If he11 is a literal eternal fire, does Heaven literally have streets of gold, mansions, music, trees, and fountains?

Billy Graham’s understanding of He11 is a place where sinners will have “a burning thirst for God that can never be quenched”

Isn't the death of a sinner "eternal separation from God?"


----------



## Artfuldodger (Nov 22, 2014)

Woodsman69 said:


> Billy Graham denies the burning place (ultimately the lake of fire) and has said that keeping the Catholic sacraments can get a man into heaven. He is a false teacher who preaches a watered down Gospel and is the father of neo-evangelism.



I believe a man can get into Heaven too by keeping sacraments. That is if he believes in Jesus too.
Many Protestants believe the sacrament of baptism is necessary for salvation. Many Protestants believe the sacrament of repentance is an ongoing and necessary part of salvation. Protestants also take part in Holy Communion.
Protestants also believe Preachers are called by God. Protestants have their own Sacrament counterparts depending on the Denomination. 

I personally believe in salvation by grace alone but there are probably as many Protestants as Catholics percentage wise that believe some sacraments or works are needed for proof of salvation starting with baptism.
Repentance from sins is also a big one for Protestants.


----------



## Artfuldodger (Nov 22, 2014)

I struggle about universal salvation as who God will have mercy on as it pertains to people who have never heard the Gospel of Jesus Christ. I guess this could be considered neo-evangelism. I'm trying to move towards a more spiritual place than a "fire & brimstone" mentality. 
Maybe people around the world who have never heard can somehow still believe in Jesus. This I don't truly understand. All I know is God will have mercy on whom he will have mercy. 
Some people say the Gospel has already been preached to the whole world. Some say the whole world knows God by his presence.
Maybe as Christians mature in Christianity and in age they see a more loving and forgiving God than a wrathful God.


----------



## bigbuckhunter1 (Nov 22, 2014)

Acts 3:19
Repent, then, and turn to God, so that your sins may be wiped out...

All that must be done for forgiveness from God is to believe God sent His Son, Jesus, to save us from our sins, then take up your Cross and follow Him.


----------



## Mako22 (Nov 22, 2014)

Artfuldodger said:


> If he11 is a literal eternal fire, does Heaven literally have streets of gold, mansions, music, trees, and fountains?
> 
> Billy Graham’s understanding of He11 is a place where sinners will have “a burning thirst for God that can never be quenched”
> 
> Isn't the death of a sinner "eternal separation from God?"

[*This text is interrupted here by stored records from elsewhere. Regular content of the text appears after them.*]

PR #7826, opened 2024-11-26
Don't open closed documents

ryzngard:
This updates the dynamic document system to keep track of edits for closed documents and report those to Roslyn. This helps us avoid creating buffers and opening documents to send content across, which should help avoid any issues with keeping buffers open as well as no longer block the Roslyn LSP on background document changes.

VS Code side of https://github.com/dotnet/roslyn/pull/76050


src/razor/src/csharp/csharpProjectedDocument.ts
```diff
@@ -150,4 +168,18 @@ export class CSharpProjectedDocument implements IProjectedDocument {
...
         this.content = content;
     }
+
+    private updateContent(edits: ServerTextChange[]) {
+        if (edits.length === 0) {
+            return;
+        }
+
+        let content = this.content;
+        for (const edit of edits.reverse()) {
```
davidwengier, line 178: I'm surprised this works, given elsewhere the edits are concated together. Wouldn't we need to insert subsequent edits at position 0?

Though that could be at odds with the Roslyn algorithm that processes the same edits?

ryzngard: that's a good point. I don't think I've actually hit a scenario where they got concat together in testing so probably missed this. Idk why reverse was used initially. Let me look...

davidwengier: Reverse makes sense for a single batch of ordered changes, it means you don't need to track forward when applying edits earlier in the file, and adjust positions later in the file. But the batches would need to be applied in order.

ryzngard: I think I can just update to applying stored edits first instead of doing a concat

ryzngard: This should be better now. I updated to keep track of `Updates` as individual units sent from Razor. How they get applied  remains consistent and the edits being returned on ordered to be sent back to Roslyn

src/razor/src/dynamicFile/dynamicFileInfoHandler.ts
```diff
@@ -33,39 +37,57 @@ export class DynamicFileInfoHandler {
...
-            this.documentManager.roslynActivated = true;
+            const virtualCsharpUri = UriConverter.serialize(razorDocument.csharpDocument.uri);
 
-            // Normally we start receiving dynamic info after Razor is initialized, but if the user had a .razor file open
-            // when they started VS Code, the order is the other way around. This no-ops if Razor is already initialized.
-            await this.documentManager.ensureRazorInitialized();
+            if (this.documentManager.isRazorDocumentOpenInCSharpWorkspace(vscodeUri)) {
+                // Open documents have didOpen/didChange to update the csharp buffer. Razor
+                // does not send edits and instead lets vscode handle them.
+                return new ProvideDynamicFileResponse({ uri: virtualCsharpUri }, null);
```
davidwengier, line 78: Should this reset any stored edits, so that when a document is closed, things have a clean slate?

ie, when a document is opened, LSP will send a didOpen with the full contents, then any future edits, and then when its closed, are we at risk of sending some edits that were made before the open?

src/razor/src/dynamicFile/dynamicFileInfoHandler.ts
```diff
@@ -33,39 +37,57 @@ export class DynamicFileInfoHandler {
...
+            } else {
+                // Closed documents provide edits since the last time they were requested since
+                // there is no open buffer in vscode corresponding to the csharp content.
+                const csharpDocument = razorDocument.csharpDocument as CSharpProjectedDocument;
+                const edits = csharpDocument.getAndApplyEdits();
+
+                return new ProvideDynamicFileResponse({ uri: virtualCsharpUri }, edits ?? null);
```
davidwengier, line 85: Given this can send null, and open docs always do, and thinking about the above comment, I wonder if these two branches can be combined. ie, on open, clear the edits, then provide the dynamic file response with `edits ?? null`.

davidwengier (approved):
I think this makes sense. I suspect there are still plenty of weird races around multiple updates and their edits being applied successfully here and in Roslyn, but it would be silly to block on it I think.

dibarbet (approved):

PR #7843, opened 2024-12-03
Restore WASM debug hook

ryzngard:

PR #7844, opened 2024-12-04
Restore WASM debug hook (#7843)

ryzngard:


src/razor/src/extension.ts
```diff
@@ -53,6 +53,7 @@ import { RazorFormatNewFileHandler } from './formatNewFile/razorFormatNewFileHan
 import { InlayHintHandler } from './inlayHint/inlayHintHandler';
 import { InlayHintResolveHandler } from './inlayHint/inlayHintResolveHandler';
 import { getComponentPaths } from '../../lsptoolshost/builtInComponents';
+import { BlazorDebugConfigurationProvider } from './blazorDebug/blazorDebugConfigurationProvider';
```
phil-allen-msft, line 56: This looks like a copy of line 9.

phil-allen-msft: @dibarbet, perhaps we don't need this particular cherry-pick.

dibarbet: @ryzngard @phil-allen-msft I'm not seeing the fix in the prerelease branch, so as far as I know we need it
https://github.com/dotnet/vscode-csharp/blob/prerelease/src/razor/src/extension.ts

ryzngard: I'll find out why the cherry pick didn't work

dibarbet (approved):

Billy denies it exist, twist it anyway you like but he is a heretic.


----------



## Artfuldodger (Nov 22, 2014)

Woodsman69 said:


> Billy denies it exist, twist it anyway you like but he is a heretic.

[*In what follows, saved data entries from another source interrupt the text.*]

PR #7876, opened 2024-12-13
JSON does not allow trailing commas

iratebadger:
This json is causing errors in other extensions for some reason. Lets use valid json. Filtering the comments is easy, fixing trailing commas is hard.

### DIFF
--- a/themes/vs2019_dark.json
+++ b/themes/vs2019_dark.json
@@ -493,7 +493,7 @@
                 "variable.other.enummember"
             ],
             "settings": {
-                "foreground": "#51B6C4",
+                "foreground": "#51B6C4"
             }
         },
         {
@@ -641,7 +641,7 @@
             "name": "Constant",
             "scope": "variable.other.constant",
             "settings": {
-                "foreground": "#D4D4D4",
+                "foreground": "#D4D4D4"
             }
         },
         {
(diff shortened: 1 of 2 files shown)


iratebadger:
@dotnet-policy-service agree

jasonmalinowski:
@iratebadger: thanks for the pull request; the build failures look like something has just broken in our build system in the last 24 hours or so and we'll need to chase that down.

JoeRobich:
@iratebadger Can you please link to or share examples of the problems this is causing? Not that I am necessarily against this change, but VSCode itself uses both [comments](https://github.com/microsoft/vscode/blob/31092ac1a0f9e68026cd0796f184fd3dfe978069/extensions/theme-defaults/themes/dark_plus.json#L13) and [trailing commas](https://github.com/microsoft/vscode/blob/31092ac1a0f9e68026cd0796f184fd3dfe978069/extensions/theme-defaults/themes/dark_plus.json#L203) in their themes.

jasonmalinowski:
@iratebadger Do you have an example we could use here?

JoeRobich:
@iratebadger Thanks for opening this PR. If you can provide an example of the problem that is being caused by the trailing commas and comments, then we can review the necessity of this change. Closing this for now.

How do you view the literal Heaven to be? Will you need a body to enjoy the beautiful music and streets of gold?


----------



## Artfuldodger (Nov 22, 2014)

bigbuckhunter1 said:


> Acts 3:19
> Repent, then, and turn to God, so that your sins may be wiped out...
> 
> All that must be done for forgiveness from God is to believe God sent His Son, Jesus, to save us from our sins, then take up your Cross and follow Him.



What about the people who've never heard of Jesus? Is their doom in our hands?


----------



## Ruger#3 (Nov 23, 2014)

Woodsman69 said:


> Billy Graham denies the burning place (ultimately the lake of fire) and has said that keeping the Catholic sacraments can get a man into heaven. He is a false teacher who preaches a watered down Gospel and is the father of neo-evangelism.

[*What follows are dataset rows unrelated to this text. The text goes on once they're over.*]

Issue #7165, opened 2024-05-25
Launching a project should use a terminal window for process output


davidfowl:
When you launch a console or .NET project in Visual Studio with F5 there's an external console window that pops up with the output (this can be configured to use the in IDE terminal window as well).

VS 

https://github.com/dotnet/vscode-csharp/assets/95136/3a32dbbf-4f8a-41b1-bd8c-6c0550e5ecf0

In VS code the focus is on the debug output and the console output and debug spew is interleaved making it extremely hard to look at the output:

VS Code

https://github.com/dotnet/vscode-csharp/assets/95136/7c0fdfbe-c2a5-460a-a9b7-2beabcd8d502

Instead, we should show the console output from launches in a terminal window (similar to how to build is done)

WardenGnaw:
For Console Projects, the default will be the `Terminal` output tab or if a user has configured a `csharp.debug.console` setting, it will use that instead.

For ASP.NET projects, due to how VS Code detects when to auto launch the web browser, it is currently required to print the output into the `Debug Console`. 

See https://code.visualstudio.com/docs/editor/debugging#_automatically-open-a-uri-when-debugging-a-server-program

One thought is if we can also just log the ASP.NET URI into the debug console for the `serverReadyAction` but default all stdout/stderr to the Terminal Window and use that as the default

cc: @gregg-miskelly

davidfowl:
I think we should aim to make the experience similar to how the console apps work and use a terminal for output. If using the terminal and launching via the browser is impossible then we need to ask vscode for a new feature.

The console is in important for logs and the debug window is fully of other debug messages that make it hard to visually parse the output.

Anecdotally we taught a C# beginner course and used dotnet run because the debug window is visually noisy.

gregg-miskelly:
I think it would be possible to support using the internal/external terminal, though not particularly cheaply. We still need to fire an event to VS Code to let them know that the web browser is ready, which means that the debugger needs to redirect stdout to itself, but what we could do is:
* Have the root terminal process be vsdbg.exe, or, if we want, some other launcher exe
* Have this exe turn around and write any output to the terminal
* If the output line matches the 'server ready' regex, have it also echo that one line back to VS Code as an output event

davidfowl:
Seems like we have this today when you run without the debugger:


https://github.com/dotnet/vscode-csharp/assets/95136/16514cc2-38c9-4bed-91f1-75cd218fa107

gregg-miskelly:
[...]

PR #7878, opened 2024-12-14
respect csharp.debug.console in all cases

zacuke:
Please see issue https://github.com/microsoft/vscode-dotnettools/issues/1473 for more info.

The [documentation](https://code.visualstudio.com/docs/csharp/debugger-settings#_console-terminal-window) doesn't say that `"csharp.debug.console": "externalTerminal"` is only valid for Console Apps.

I've created this PR to fix the issue of `"csharp.debug.console": "externalTerminal"` being silently ignored in many cases when combined with `"type":"dotnet"`.

This was previously working as expected with  `"type": "coreclr"`.

### DIFF
--- a/src/razor/src/blazorDebug/blazorDebugConfigurationProvider.ts
+++ b/src/razor/src/blazorDebug/blazorDebugConfigurationProvider.ts
@@ -80,6 +80,7 @@ export class BlazorDebugConfigurationProvider implements vscode.DebugConfigurati
         const program = configuration.hosted ? configuration.program : 'dotnet';
         const cwd = configuration.cwd || '${workspaceFolder}';
         const args = configuration.hosted ? [] : ['run'];
+        const console = configuration.console;
 
         const app = {
             name: SERVER_APP_NAME,
@@ -96,6 +97,7 @@ export class BlazorDebugConfigurationProvider implements vscode.DebugConfigurati
             launchBrowser: {
                 enabled: false,
             },
+            console: console,
             ...configuration.dotNetConfig,
         };
 
--- a/src/shared/assets.ts
+++ b/src/shared/assets.ts
@@ -173,7 +173,7 @@ export class AssetGenerator {
                     }
 
                     // Override console option with user option.
-                    if (forDotnetConfiguration && programLaunchType === ProgramLaunchType.Console && key == 'console') {
+                    if (forDotnetConfiguration && key == 'console') {
                         const consoleOption: string | undefined = AssetGenerator.getConsoleDebugOption();
                         if (consoleOption) {
                             configuration.console = consoleOption;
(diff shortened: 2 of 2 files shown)


JoeRobich:
@zacuke Just to let you know, we are working through some issues with our CI. Once we have it straightened out, I will rerun the checks for you.

zacuke:
After review I do see the documentation says the setting is for _console projects_, but I think it's important to call out that all dotnet projects have a console.

I think people will stumble into this issue because csharp.debug.console is mysteriously ignored. Their _app's console output_ continues to show up in the built-in debug console. Besides the output, the debug console has [known limitations](https://stackoverflow.com/questions/55045070/pass-sigint-while-pressing-ctrlc-on-using-debugger-in-vscode) including [ReadLine](https://stackoverflow.com/questions/41195432/debug-console-window-cannot-accept-console-readline-input-during-debugging). 

Even with web apps, there are cases during debugging we might want to handle ctrl-c or take user input as part of debugging exercise. We might also have web apps that need to handle termination a specific way, or ask for input if a parameter is not passed in on command line. With the debug console it's difficult to debug these edge cases.

I also want to reiterate that opening an external console worked before with type=coreclr regardless of project type (and when using traditional Visual Studio).

I appreciate the consideration of merging this pull request. If nothing else I had fun digging through the extension's code, and I like the direction Microsoft is going with enhancing the C# experience inside vscode.

gregg-miskelly:
Hi @zacuke, 

Thanks for taking the time to investigate this and open a PR! However, I am going to have to decline this because, as you probably are now aware, it is very much intentional that "csharp.debug.console" is only for console apps. There is a feature request issue to support console for web projects (#7165) a fix for this is much more involved that just what you have here because what you have here would break automatic web browser launch.

Note that the `ReadLine` limitation no longer applies (see [documentation](https://code.visualstudio.com/docs/csharp/debugger-settings#_inputting-text-into-the-target-process-when-using-internalconsole)). Ctrl-C still does, so if that is an important feature for you, please open an issue.

In terms of better documenting "csharp.debug.console", that does seem like something worth improving. I opened https://github.com/microsoft/vscode-docs/pull/7871 to try and do that. Let me know if there is anything else you feel like is missing for the documentation.

In VS Code itself, there was already a message to this effect:
image

But again, let me know if there is something you think is worth improving there.

zacuke:
My changes don't seem to break automatic web browser launch in my testing, as the message is duplicated in both Debugger console and External terminal. That seems like an improvement over silently ignoring the setting.

If there's still a known regression, please elaborate and I can try to update my PR changes with further work to satisfy all requirements. If it's just the browser not opening, that doesn't seem to be an issue assuming the content is duplicated on both external window and debug console (which it seems to). Is there some specific condition where the message isn't duplicated thus leading to a browser not opening? Maybe something in vscode changed and that reasoning can be re-evaluated to allow this PR, or something like it, to be merged in.
 
I opened a ticket for Ctrl+C and to try to clarify my story https://github.com/dotnet/vscode-csharp/issues/7882

PR #7907, opened 2025-01-07
Update tsconfig and remove use of `require()`

JoeRobich:


src/lsptoolshost/onAutoInsertFeature.ts
```diff
@@ -22,7 +22,7 @@ import {
 } from 'vscode-languageserver-protocol';
 
 import * as RoslynProtocol from './roslynProtocol';
-import * as UUID from 'vscode-languageclient/lib/common/utils/uuid';
+import { generateUuid } from 'vscode-languageclient/lib/common/utils/uuid';
```
JoeRobich, line 25: webpack didn't love that this path didn't have a `default` export. So updated the import to just pull in the used method.

tsconfig.json
```diff
@@ -1,14 +1,13 @@
 {
     "compilerOptions": {
-        "target": "es6",
-        "module": "commonjs",
+        "target": "ES2022",
+        "module": "Preserve",
```
dibarbet, line 4: should these be upper case or lower case or does it not matter?
https://www.typescriptlang.org/tsconfig/#module

dibarbet (approved):

src/razor/src/blazorDebug/terminateDebugHandler.ts
```diff
@@ -3,7 +3,7 @@
  *  Licensed under the MIT License. See License.txt in the project root for license information.
  *--------------------------------------------------------------------------------------------*/
 
-import * as psList from 'ps-list';
+import psList from 'ps-list';
```
JoeRobich, line 6: TS then wanted other packages which didn't have a default export to be imported differently.

tsconfig.json
JoeRobich: I used the TS autocomplete suggested casing.

PR #7921, opened 2025-01-11
Implement context provider

genlu:


src/lsptoolshost/copilot.ts
```diff
@@ -26,74 +27,129 @@ interface CopilotRelatedFilesProviderRegistration {
...
+    getContextProviderAPI(version: string): Promise<ContextProviderApiV1 | undefined>;
 }
 
-export function registerCopilotExtension(languageServer: RoslynLanguageServer, channel: vscode.LogOutputChannel) {
+async function getCopilotAPIsAsync(): Promise<CopilotAPIs | undefined> {
     const ext = vscode.extensions.getExtension('github.copilot');
     if (!ext) {
-        channel.debug('GitHub Copilot extension not installed. Skip registeration of C# related files provider.');
-        return;
+        return undefined;
```
dibarbet, line 36: I would keep the log messages if possible (trace/debug only though)

src/lsptoolshost/copilot.ts
```diff
@@ -26,74 +27,129 @@ interface CopilotRelatedFilesProviderRegistration {
...
-            );
-            return;
-        }
 
-        channel.debug('registration of C# related files provider for GitHub Copilot extension succeeded.');
+    if (!ext.isActive) {
+        try {
+            return await ext.activate();
+        } catch {
+            return undefined;
```
dibarbet, line 43: Is the catch necessary here? There is already a `.catch` in the caller which also logs the error.  
If you're keeping this catch here, it definitely needs to log the error.

src/lsptoolshost/copilot.ts
```diff
@@ -26,74 +27,129 @@ interface CopilotRelatedFilesProviderRegistration {
...
+        }
+    } else {
```
dibarbet, line 45: no need for the if else here.  activate should no-op if already active

src/lsptoolshost/copilot.ts
```diff
@@ -26,74 +27,129 @@ interface CopilotRelatedFilesProviderRegistration {
...
+        channel.debug('Failed to get context provider API from GitHub Copilot extension.');
+        return;
+    }
+
+    contextAPI.registerContextProvider<CodeSnippet>({
+        id: 'csharpContextProvider',
+        selector: [{ language: 'csharp' }],
+        resolver: {
+            resolve: async (request, token) => {
+                return [{ uri: 'testUri', value: 'testValue', additionalUris: [] }];
```
dibarbet, line 132: assuming this is the part that will eventually call out to the server

src/lsptoolshost/copilot.ts
```diff
@@ -26,74 +27,129 @@ interface CopilotRelatedFilesProviderRegistration {
...
 
-        channel.debug('registration of C# related files provider for GitHub Copilot extension succeeded.');
+    if (!ext.isActive) {
+        try {
+            return await ext.activate();
+        } catch {
+            return undefined;
+        }
+    } else {
+        return ext.exports as CopilotAPIs | undefined;
```
dibarbet, line 46: guessing this fails if the interface definition doesn't match?  e.g. the version of the extension doesn't have a `getContextProviderAPI` export?

genlu:
Closed in favor of an alternative approach

PR #1496, opened 2019-09-20
Replaced migration task column length constants with literals because…

dmuylwyk:
… they are not necessarily constant across schema versions.

Also increased `val` column length for for TermConceptDesignation and TermValueSetConceptDesignation ([see this post](https://groups.google.com/forum/#!topic/hapi-fhir/OD96QMWSEhc)).


dmuylwyk:

jamesagnew:
Good call!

Accepting Christ, being baptized and celebrating the Eucharist isn't in the plan?

My brothers in Christ are not all the same but are of one body.


Corinthians 12: 12-14

12 For as the body is one, and hath many members and all the members of that one body, being many, are one body: so also is Christ.
13 For by one Spirit are we all baptized into one body, whether we be Jews or Gentiles, whether we be bond or free; and have been all made to drink into one Spirit.
14 For the body is not one member, but many.


----------



## rockinwrangler (Nov 23, 2014)

This is the 1st time I have ever responded here..  I do lurk alot however but I just wanted to add my .02 cent worth on this subject.  1st, it does not matter what Billy Graham has said in the past, nor does it matter what the most popular TV preacher says on the subject of salvation.  What does matter is what the WORD OF GOD has to say on this subject.  I would suggest that we quit trying to make salvation difficult.  The WORD OF GOD is the best ruler to measure the way of salvation..  Very simply read the  3rd chapter of the GOSPEL of JOHN and we will learn the simplicity of salvation..  Read the entire chapter not just John 3:16.  The Pharisee's of old always tried to trick, discredit, and cause confusion of the simplicity of salvation just like the many people in our society whether they are outside the church or within the church walls..  It is not about the sacraments, no longer about the animal sacrafice, nor is it about baptism.  All of these things may or may not have their place. That is where denominations came from..  One believes you must be baptized.  One may believe you have to follow the sacraments. One says you must speak in tongues in order to prove your salvation. And so forth..  That why Sunday's in most cities around the world are more segregated than any other day of the week.  I would suggest we all get back to the basics and simply Go to the Rock of our Salvation and here what HE has to say on  the subject..  I could say more but my fingers are tired..  Hope I did not over step and I hope each of you have a Happy Thanksgiving!!!  Good Day..


----------



## formula1 (Nov 23, 2014)

Great post rockinwrangler!


----------



## gordon 2 (Dec 22, 2014)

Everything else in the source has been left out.